## Task to complete:
Reproduce the data exactly, leaving nothing out.

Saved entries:
PR #311, opened 2019-12-16
Chant Audio player

jacobsanz97:
A “Play Audio” button with an ID is added to the bottom of the "chant-record.template.html" template.
The Backbone Marionette View "ChantRecordView.js" is modified to trigger an event when this button is pressed, and calls the mainPlay function (see below).

A number of functions are then added to "ChantRecordView.js":

mainPlay - The function interacts with the DOM to extract volpiano-syllable objects from the currently expanded panel. It then calls the parse_volpiano function on an array of these objects, and passes them to the volpiano2midi player.

get_vowel - The function loops through the input text, until it find a vowel character. Upon finding a vowel (the first vowel in the text), the program returns an integer associated with the program change which needs to occur to produce this vowel. For example: a corresponds to 0, e to 1, and u to 4. If no vowels are found, it returns 0.

parse_volpiano - The array of volpiano-syllable objects fetched from the DOM is iterated over. Each element’s textContent is retrieved, as is split into the volpiano note and the syllable using the “--” token. The separated parts of the string are made into an array (as a 2-tuple), and this tuple is pushed to a final array of 2-tuples.

volpiano2midi - A dictionary is constructed, mapping Volpiano notes to numerical MIDI pitches. For example, the character ‘a’ maps to a pitch of 45.  Then, MIDI.js is setup using the generated SoundFont, and the volume of the first channel is set. A loop proceeds to iterate through the inputted volpiano-syllable array, and for each cell, obtains the pitches and vowel of the syllable, and performs a program change to load the necessary vowel SoundFont. A second loop iterates over each note in the cell, converting them to lowercase, and checking if they are contained in the dictionary. If the note is contained in the dictionary, it is played for the duration of time indicated by the input. If it is not contained in the dictionary, it is simply skipped.

CustomSplit - Home-brewed version of JavaScript's str.split function. This version can handle null/undefined inputs, so is more robust.

strLength - As above, a home-brewed method to replace the string.length property, which can’t handle null inputs.

dynamicallyLoadScript - Creates a script DOM node, and sets its src to the input URL, and adds it to the end of the head section of the page. Used to include the MIDI.js player files.


fujinaga:
There should be a "stop" function.
The "Play Audio" button should be deactivated until the chant finishes or it is stopped.
The "Play Audio" button should be absent when there's no Volpiano.

napulen:
The code of this PR has been merged already, so I am writing these as separate issues.

napulen:
Moved to #312

fujinaga:
Thank you.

## Task answer:
PR #311, opened 2019-12-16
Chant Audio player

jacobsanz97:
A “Play Audio” button with an ID is added to the bottom of the "chant-record.template.html" template.
The Backbone Marionette View "ChantRecordView.js" is modified to trigger an event when this button is pressed, and calls the mainPlay function (see below).

A number of functions are then added to "ChantRecordView.js":

mainPlay - The function interacts with the DOM to extract volpiano-syllable objects from the currently expanded panel. It then calls the parse_volpiano function on an array of these objects, and passes them to the volpiano2midi player.

get_vowel - The function loops through the input text, until it find a vowel character. Upon finding a vowel (the first vowel in the text), the program returns an integer associated with the program change which needs to occur to produce this vowel. For example: a corresponds to 0, e to 1, and u to 4. If no vowels are found, it returns 0.

parse_volpiano - The array of volpiano-syllable objects fetched from the DOM is iterated over. Each element’s textContent is retrieved, as is split into the volpiano note and the syllable using the “--” token. The separated parts of the string are made into an array (as a 2-tuple), and this tuple is pushed to a final array of 2-tuples.

volpiano2midi - A dictionary is constructed, mapping Volpiano notes to numerical MIDI pitches. For example, the character ‘a’ maps to a pitch of 45.  Then, MIDI.js is setup using the generated SoundFont, and the volume of the first channel is set. A loop proceeds to iterate through the inputted volpiano-syllable array, and for each cell, obtains the pitches and vowel of the syllable, and performs a program change to load the necessary vowel SoundFont. A second loop iterates over each note in the cell, converting them to lowercase, and checking if they are contained in the dictionary. If the note is contained in the dictionary, it is played for the duration of time indicated by the input. If it is not contained in the dictionary, it is simply skipped.

CustomSplit - Home-brewed version of JavaScript's str.split function. This version can handle null/undefined inputs, so is more robust.

strLength - As above, a home-brewed method to replace the string.length property, which can’t handle null inputs.

dynamicallyLoadScript - Creates a script DOM node, and sets its src to the input URL, and adds it to the end of the head section of the page. Used to include the MIDI.js player files.


fujinaga:
There should be a "stop" function.
The "Play Audio" button should be deactivated until the chant finishes or it is stopped.
The "Play Audio" button should be absent when there's no Volpiano.

napulen:
The code of this PR has been merged already, so I am writing these as separate issues.

napulen:
Moved to #312

fujinaga:
Thank you.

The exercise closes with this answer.